Okay, for all you macho I can suck it up recoil fella's, here's your rifle.

http://www.youtube.com/results?search_q ... le&search=


----------



## Horsager (Aug 31, 2006)

I've seen that sequence before, but it's still funny. There are at least 3 different rifles in the video. 2 bolt actions and a Ruger #1 (458 or 416 Rigby or custom I'd guess) and all of those guys except the last one look as though they've never shot a rifle in their life. The last guy rolls with the recoil as though it were no big deal, the rest look to be a bunch of pencil pushing waddies.

Edited to add:

How many of those guys will have a permanent flinch?


----------



## fishless (Aug 2, 2005)

.577 T REX, shooting a 750 grn bullet, muzzle velocity of 2473, (177.5 grns of RL 19) in a 13 lb rifle would generate 167 lbs of recoil. Thats a bit more then I care to tolerate.


----------



## ac700wildcat (Oct 30, 2006)

Man that was good for a bunch of laughs.
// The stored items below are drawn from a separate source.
PR #1207, opened 2015-10-29
[WFCORE-1049] Populate the MRR before registering it so outsiders onl…

bstansberry:
…y see the populated state

PR #1231, opened 2015-11-10
[WFCORE-1049] Use locking to protect MRR until it is completely initialized

bstansberry:
This is a replacement for #1207. The 1207 approach avoided any locking but needed a fair bit of complexity to deal with the situation where while the new but unregistered MRR was being populated via calls to the ResourceDefinition, the ResourceDefinition in turn called into the MRR to get data. The approach worked, but was complex and might not work in some obscure cases.

This approach uses locks instead to prevent other threads reading a new MRR before it is fully populated.


ctomc:
retest this please

n1hility:
retest this please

Thanks I needed that today.


----------



## Jiffy (Apr 22, 2005)

Its old....just like the OP.


----------



## Robert A. Langager (Feb 22, 2002)

Jiffy said:


> Its old....just like the OP.


Is that really necessary?


----------



## gentleman4561 (Jul 16, 2007)

thats funny


----------



## jackal_727 (Jul 12, 2007)

Look up the 700 Nitro Express. A 14lbs model would have approx. 196ft-lbs of force. Thats a little intimidating. Although I would still love to shoot one just for grins! :sniper:


----------



## Jiffy (Apr 22, 2005)

I would like to watch you shoot one just for grins.


----------



## jackal_727 (Jul 12, 2007)

Jiffy said:


> I would like to watch you shoot one just for grins.


 :beer: Name the place. I think I would shoot it left handed though, just in case it leaves my shoulder/arm a little tingly. I dont want to have to do everything left handed. Been there, done that, didnt like it.


----------